• **TASK OBJECTIVE**
Beginning with the first line, please return the entries exactly through the line that contains "a11y client calls", and leave out all later lines.

• **DATA IN THIS EXERCISE**
***

PR #2622, opened 2026-07-24
fix: dbus: deadlock in a11y keyboard monitor

tgrushka:
## Problem

`A11yKeyboardMonitorState::key_event` calls `self.has_key_grab()` inside `self.clients` guard loop.

A "well-behaved" a11y client calls `WatchKeyboard` before `SetKeyGrabs`.

In the existing code, with such "well-behaved" clients,`!client.watched` short-circuits the call to `self.has_key_grab()` and thus prevents a double-lock.

If `WatchKeyboard` is not called first (poorly written client, no error or warning to the client developer other than this freeze, and **if** they test it on COSMIC), the `!client.watched` check does not short-circuit, and `self.has_key_grab()` is called **inside the existing guard**, which then tries to lock `self.clients` again, causing the deadlock.

This causes the compositor to freeze, requiring a hard reboot.

## Fix

This commit moves the `self.has_key_grab()` before the guard to prevent a double lock.

## Background

I discovered this bug/freeze while writing my `say-selection` screen reader to work with the new a11y KeyboardMonitor DBus API (**thanks COSMIC!**).

While prototyping, I failed to call `WatchKeyboard` before `SetKeyGrabs` and discovered this deadlock when COSMIC froze and I had to hard-reset.

I used AI to research the root cause, but chose the fix approach and wrote the code myself.

### DIFF
--- a/src/dbus/a11y_keyboard_monitor.rs
+++ b/src/dbus/a11y_keyboard_monitor.rs
@@ -150,9 +150,10 @@ impl A11yKeyboardMonitorState {
     }
 
     pub fn key_event(&self, modifiers: &ModifiersState, keysym: &KeysymHandle, state: KeyState) {
+        let has_key_grab = self.has_key_grab(modifiers, keysym.modified_sym());
         let clients = self.clients.lock().unwrap();
         for (unique_name, client) in clients.0.iter() {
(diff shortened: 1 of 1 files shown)


Drakulix (approved):
Nice catch! Thanks :)

jacobktm (approved):
I was able to recreate this freeze and verify that this PR does correct it.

***

• **SOLUTION TO THIS EXERCISE**
PR #2622, opened 2026-07-24
fix: dbus: deadlock in a11y keyboard monitor

tgrushka:
## Problem

`A11yKeyboardMonitorState::key_event` calls `self.has_key_grab()` inside `self.clients` guard loop.

A "well-behaved" a11y client calls `WatchKeyboard` before `SetKeyGrabs`.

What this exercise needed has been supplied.